Dataset content section start
PR #4942, opened 2026-09-11
fix(acl): use stable pagination for subtree updates

### LINKED ISSUE #4917: [Bug]: set_acl 'duplicate record id at index ~500' on subtrees with >500 context records (unstable offset pagination in _scroll_all)

## Bug Description

`PUT /api/v1/acl` fails on any resource directory whose subtree contains **more than 500 vector context records**, with `INVALID_ARGUMENT: duplicate record id at index ~500`.

The reported index is **not fixed**: repeated attempts report index 500, occasionally 501. A genuine duplicate row would fail at a fixed index; the wobble is the signature of a non-deterministic page boundary. The failure is **not lock-related** — it persists with the ingestion queue fully drained.

## Steps to Reproduce

1. Under `viking://resources/<tree>/`, ingest enough content that the subtree accumulates > 500 context records. In our case: ~50 large PDFs parsed into per-page text chunks plus extracted page images ≈ 600 records (including 444 image records).
2. Wait for the ingestion queue to drain completely.
3. `PUT /api/v1/acl` on `<tree>` with `acl_mode: "restricted"` + entries.
4. See error, 100% of attempts.

**Control:** the identical request body on a child subtree with < 500 records **succeeds**. In the same tree, all 9 section-level subtrees (~300 records each) set cleanly; only the parent (600+) failed.

## Expected Behavior

`set_acl` succeeds on the parent subtree and applies `restricted` + the granted entries to the whole tree, as it does for subtrees with < 500 records.

## Actual Behavior

```
HTTP 400 {"status":"error","result":null,"error":{"code":"INVALID_ARGUMENT","message":"duplicate record id at index 500"}}
```

on every attempt (index observed at 500 and 501).

```python
import requests

OV = "http://<ov-host>:1933"
H = {"Authorization": "Bearer <account-admin-key>", "Content-Type": "application/json"}

# tree with > 500 context records (e.g. ~50 PDFs parsed to text chunks + page images)
tree = "viking://resources/<large-tree>"

# fails: INVALID_ARGUMENT duplicate record id at index ~500
r = requests.put(f"{OV}/api/v1/acl", headers=H, json={
    "uri": tree,
    "acl_mode": "restricted",
    "entries": [{"principal": "user:<owner>", "level": "manage"},
                {"principal": "user:<reader>", "level": "read"}],
}, timeout=60)
print(r.status_code, r.json())

# succeeds on a child with < 500 records:
r = requests.put(f"{OV}/api/v1/acl", headers=H, json={
    "uri": f"{tree}/<small-child>",
    "acl_mode": "restricted",
    "entries": [{"principal": "user:<owner>", "level": "manage"}],
}, timeout=60)
print(r.status_code, r.json())
```

## Error Logs

Server-side traceback (abridged, v0.4.19):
Dataset content section end
Task instructions: An exact copy of all the entries is the required answer.

Worked solution:
PR #4942, opened 2026-09-11
fix(acl): use stable pagination for subtree updates

### LINKED ISSUE #4917: [Bug]: set_acl 'duplicate record id at index ~500' on subtrees with >500 context records (unstable offset pagination in _scroll_all)

## Bug Description

`PUT /api/v1/acl` fails on any resource directory whose subtree contains **more than 500 vector context records**, with `INVALID_ARGUMENT: duplicate record id at index ~500`.

The reported index is **not fixed**: repeated attempts report index 500, occasionally 501. A genuine duplicate row would fail at a fixed index; the wobble is the signature of a non-deterministic page boundary. The failure is **not lock-related** — it persists with the ingestion queue fully drained.

## Steps to Reproduce

1. Under `viking://resources/<tree>/`, ingest enough content that the subtree accumulates > 500 context records. In our case: ~50 large PDFs parsed into per-page text chunks plus extracted page images ≈ 600 records (including 444 image records).
2. Wait for the ingestion queue to drain completely.
3. `PUT /api/v1/acl` on `<tree>` with `acl_mode: "restricted"` + entries.
4. See error, 100% of attempts.

**Control:** the identical request body on a child subtree with < 500 records **succeeds**. In the same tree, all 9 section-level subtrees (~300 records each) set cleanly; only the parent (600+) failed.

## Expected Behavior

`set_acl` succeeds on the parent subtree and applies `restricted` + the granted entries to the whole tree, as it does for subtrees with < 500 records.

## Actual Behavior

```
HTTP 400 {"status":"error","result":null,"error":{"code":"INVALID_ARGUMENT","message":"duplicate record id at index 500"}}
```

on every attempt (index observed at 500 and 501).

```python
import requests

OV = "http://<ov-host>:1933"
H = {"Authorization": "Bearer <account-admin-key>", "Content-Type": "application/json"}

# tree with > 500 context records (e.g. ~50 PDFs parsed to text chunks + page images)
tree = "viking://resources/<large-tree>"

# fails: INVALID_ARGUMENT duplicate record id at index ~500
r = requests.put(f"{OV}/api/v1/acl", headers=H, json={
    "uri": tree,
    "acl_mode": "restricted",
    "entries": [{"principal": "user:<owner>", "level": "manage"},
                {"principal": "user:<reader>", "level": "read"}],
}, timeout=60)
print(r.status_code, r.json())

# succeeds on a child with < 500 records:
r = requests.put(f"{OV}/api/v1/acl", headers=H, json={
    "uri": f"{tree}/<small-child>",
    "acl_mode": "restricted",
    "entries": [{"principal": "user:<owner>", "level": "manage"}],
}, timeout=60)
print(r.status_code, r.json())
```

## Error Logs

Server-side traceback (abridged, v0.4.19):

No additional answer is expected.